The content-oblivious model, introduced by Censor-Hillel, Cohen, Gelles, and Sel (PODC 2022; Distributed Computing 2023), captures an extremely weak form of communication where nodes can only send asynchronous, content-less pulses. Censor-Hillel, Cohen, Gelles, and Sel showed that no non-constant function $f(x,y)$ can be computed correctly by two parties using content-oblivious communication over a single edge, where one party holds $x$ and the other holds $y$. This seemingly ruled out many natural graph problems on non-2-edge-connected graphs. In this work, we show that, with the knowledge of network topology $G$, leader election is possible in a wide range of graphs. Impossibility: Graphs symmetric about an edge admit no randomized terminating leader election algorithm, even when nodes have unique identifiers and full knowledge of $G$. Leader election algorithms: Trees that are not symmetric about any edge admit a quiescently terminating leader election algorithm with topology knowledge, even in anonymous networks, using $O(n^2)$ messages, where $n$ is the number of nodes. Moreover, even-diameter trees admit a terminating leader election given only the knowledge of the network diameter $D = 2r$, with message complexity $O(nr)$. Necessity of topology knowledge: In the family of graphs $\mathcal{G} = \{P_3, P_5\}$, both the 3-path $P_3$ and the 5-path $P_5$ admit a quiescently terminating leader election if nodes know the topology exactly. However, if nodes only know that the underlying topology belongs to $\mathcal{G}$, then terminating leader election is impossible.
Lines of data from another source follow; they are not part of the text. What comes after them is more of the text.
PR #2212, opened 2017-05-10
update "oversized imgs" helpText and link to doc

kaycebasques:


lighthouse-core/audits/byte-efficiency/uses-responsive-images.js
```diff
@@ -41,9 +41,10 @@ class UsesResponsiveImages extends ByteEfficiencyAudit {
       description: 'Properly size images',
       informative: true,
       helpText:
-        'Image sizes served should be based on the device display size to save network bytes. ' +
-        'Learn more about [responsive images](https://developers.google.com/web/fundamentals/design-and-ui/media/images) ' +
-        'and [client hints](https://developers.google.com/web/updates/2015/09/automating-resource-selection-with-client-hints).',
+        'Serve images that are smaller than the user\'s viewport to save cellular data ' +
+        'and improve load time. Consider using responsive images or client hints for the ' +
```
ebidel: should we link "client hints" to something?

kaycebasques: I actually think we should just stick to @patrickhulce's idea to restrict the `helpText` to just the "why" of the audit, and leave the "how" in the reference doc (when it's available)

When a reference doesn't yet exist, then we can link to "how" pages, such as client hints

Otherwise we're going to endlessly go back and forth on when we should include "how" content, and when we should omit

kaycebasques: So my proposal is to remove that sentence entirely

lighthouse-core/audits/byte-efficiency/uses-responsive-images.js
```diff
@@ -41,9 +41,9 @@ class UsesResponsiveImages extends ByteEfficiencyAudit {
       description: 'Properly size images',
       informative: true,
       helpText:
-        'Image sizes served should be based on the device display size to save network bytes. ' +
-        'Learn more about [responsive images](https://developers.google.com/web/fundamentals/design-and-ui/media/images) ' +
-        'and [client hints](https://developers.google.com/web/updates/2015/09/automating-resource-selection-with-client-hints).',
+        'Serve images that are smaller than the user\'s viewport to save cellular data ' +
```
patrickhulce: this may be nitpicky but since we're improving the description here... :) it's not just the viewport size but anywhere that's bigger than its rendered size, what about just "Serve images that are appropriately sized to save cellular data..." and all the nitty details can be at the Learn More?

kaycebasques: Didn't know that.... SGTM

kaycebasques: P.S. that's not a nit, that's a significant change in behavior

Somebody might fail the audit, read the description I wrote, and be like "wtf why am I failing this, the image is not larger than the viewport"

patrickhulce: haha, well I said nitpicky because the linked doc describes it correctly with "Lighthouse compares the size of the rendered image against the size of the actual image." and the previous description wasn't exactly illuminating here and just said "based on the display size" which could be interpreted as the "screen size" instead of "rendered size"

but yeah I'm glad we're fixing it :)

kaycebasques:
I put in a bug on the doc b/c I actually wrote it with the wrong mental
model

翻译：由Censor-Hillel、Cohen、Gelles和Sel（PODC 2022；Distributed Computing 2023）提出的内容无关模型，刻画了一种极弱的通信形式：节点仅能发送异步、无内容的脉冲信号。Censor-Hillel等人证明，在单条边上通过内容无关通信，两方无法正确计算任何非常值函数$f(x,y)$（其中一方持有$x$，另一方持有$y$）。这表面上排除了在非2-边连通图上求解许多自然图问题的可能性。本文研究表明，在已知网络拓扑$G$的前提下，领导者选举可在广泛图类中实现。不可能性结果：关于某条边对称的图不存在随机化终止型领导者选举算法，即使节点具有唯一标识符且完全知晓$G$。领导者选举算法：对于不关于任何边对称的树，在匿名网络中仅需拓扑知识即可实现静默终止的领导者选举算法，消息复杂度为$O(n^2)$（其中$n$为节点数）。此外，对于偶数直径的树，仅需网络直径$D = 2r$的知识即可实现终止型领导者选举，消息复杂度为$O(nr)$。拓扑知识的必要性：在图族$\mathcal{G} = \{P_3, P_5\}$中，若节点精确知晓拓扑结构，则3-路径$P_3$和5-路径$P_5$均支持静默终止的领导者选举；但若节点仅知拓扑属于$\mathcal{G}$，则终止型领导者选举不可实现。